Biodetectors

Biodetectors, which are used to detect the presence of biological material, can be used in forensics to detect microorganisms or some of their components in material and tissue recovered after death (post-mortem samples).

More specifically, biodetectors are analytical devices that combine the precision and selectivity of biological systems with the processing power of microelectronics. These detectors typically consist of a biological recognition system, usually enzymes or binding proteins immobilized on a surface acting as a physico-chemical transducer. One typical example of a biodetector is the immunosensor, which uses antibodies as the biorecognition system. In addition to enzymes and antibodies, the recognition systems can consist of nucleic acids, whole bacteria and other single-celled organisms, and even tissues of higher organisms. Specific interactions between the target molecule or analyte and the complementary biorecognition layer produce a detectable physicochemical change, which can then be measured by the detector.
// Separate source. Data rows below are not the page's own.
PR #4158, opened 2025-06-12
chore: Fix github caching for codegen

mkundu1:
GitHub caching for codegen is not working due to the following warning while saving the cache:
Warning: Path Validation Error: Path(s) specified in the action for caching do(es) not exist, hence no cache is being saved.

https://github.com/ansys/pyfluent/actions/runs/15606958362/job/43970126130#step:88:2

This PR fixes the paths included in cache.

### DIFF
--- a/.github/workflows/ci.yml
+++ b/.github/workflows/ci.yml
@@ -190,12 +190,7 @@ jobs:
         with:
           path: |
             src/ansys/fluent/core/generated
-            doc/source/api/meshing/tui
-            doc/source/api/meshing/datamodel
-            doc/source/api/solver/tui
-            doc/source/api/solver/datamodel
           key: API-Code-v${{ env.API_CODE_CACHE }}-${{ steps.version.outputs.PYFLUENT_VERSION }}-${{ env.DOC_DEPLOYMENT_IMAGE_TAG }}-${{ hashFiles('src/ansys/fluent/core/codegen/**') }}
-          restore-keys: API-Code-v${{ env.API_CODE_CACHE }}-${{ steps.version.outputs.PYFLUENT_VERSION }}-${{ env.DOC_DEPLOYMENT_IMAGE_TAG }}
 
       - name: Login to GitHub Container Registry
         if: steps.cache-api-code.outputs.cache-hit != 'true'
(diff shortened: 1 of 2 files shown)


.github/workflows/ci.yml
```diff
@@ -294,12 +294,7 @@ jobs:
         id: cache-231-api-code
         with:
           path: src/ansys/fluent/core/generated
-            doc/source/api/core/meshing/tui
-            doc/source/api/core/meshing/datamodel
-            doc/source/api/core/solver/tui
-            doc/source/api/core/solver/datamodel
           key: API-Code-v${{ env.API_CODE_CACHE }}-${{ steps.version.outputs.PYFLUENT_VERSION }}-v23.1.0-${{ hashFiles('src/ansys/fluent/core/codegen/**') }}
-          restore-keys: API-Code-v${{ env.API_CODE_CACHE }}-${{ steps.version.outputs.PYFLUENT_VERSION }}-v23.1.0
```
mkundu1, line 302: We don't need the `restore-keys` as the full codegen output is rebuilt when the cache is missed. `restore-keys` are useful for incremental builds.

.github/workflows/ci.yml
```diff
@@ -289,26 +284,23 @@ jobs:
...
+        id: cache-api-code
         with:
           path: src/ansys/fluent/core/generated
-            doc/source/api/core/meshing/tui
-            doc/source/api/core/meshing/datamodel
-            doc/source/api/core/solver/tui
-            doc/source/api/core/solver/datamodel
-          key: API-Code-v${{ env.API_CODE_CACHE }}-${{ steps.version.outputs.PYFLUENT_VERSION }}-v23.1.0-${{ hashFiles('src/ansys/fluent/core/codegen/**') }}
-          restore-keys: API-Code-v${{ env.API_CODE_CACHE }}-${{ steps.version.outputs.PYFLUENT_VERSION }}-v23.1.0
+          # Combined cache key for all versions:
```
mkundu1, line 292: As restored path is identical for all Fluent versions, it makes sense to use a combined cache.

prmukherj (approved):

hpohekar (approved):

Issue #4161, opened 2025-06-13
Looking up static class attributes within the client-side generated settings classes should not require is_active() = True precondition.


mkundu1:
Update flobject.py code to allow client-side lookup of such attributes without requiring is_active() checks.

The detection system can take many forms, depending upon the parameters being measured. Electrochemical, optical, mass, or thermal changes are the most common parameters providing both qualitative or quantitative data.

In recent years, the emphasis on measures to combat terrorism has led to the development of techniques that could be useful in forensic science. For example, a microarray of fluorescent labeled nucleic acids immobilized on a support has been developed by researchers at Argonne National Laboratory. The intended application for the "bacillus microchip" is the detection of Bacillus anthracis (the anthrax agent). It would distinguish B. anthracis from other related bacteria, such as B. thuringiensis, B. subtilis, and B. cereus and also indicate whether the organism is alive or dead by detecting DNA when there are no RNA matches. However, the same technique could be applied to the detection of other microorganisms in post-mortem samples.

A number of new fast, reliable, and portable DNA detection devices have been developed that can prepare and test samples within a very short time. Devices consisting of cell disruptors, capable of breaking bacterial spores and extracting DNA that is then used to identify the species of organism, are being tried. Some companies have incorporated an automated sample preparation scheme and coupled it with a microfluidic "lab on a chip" device for detecting microorganisms on the basis of their DNA sequence. The system can reduce a laboratory preparation procedure that can take six hours to just 30 minutes. The chip contains tiny channels, valves, and chambers through which milliliters of sample can be pumped and concentrated into a microliter volume. Any bacterial cells are broken ultrasonically and their DNA is extracted, amplified by PCR (polymerase chain reaction) and sequenced.

A DNA-based biochip designed by Northwestern University detects DNA sequences that are specific for pathogenic microorganisms. The chip initially contains very short single strands of DNA between two small electrodes. The DNA strands are complementary to DNA sequences from a specific pathogen. When DNA from that pathogen comes into contact with the chip, it hybridizes with the DNA on the chip. To detect the hybridization, further pieces of DNA are added to the system and these are complementary to the sections of pathogen DNA that have not hybridized. The additional DNA pieces contain gold particles that, on successful hybridization, form a bridge of conducting metal linking the two electrodes. The bridge completes an electrical circuit and triggers a signal.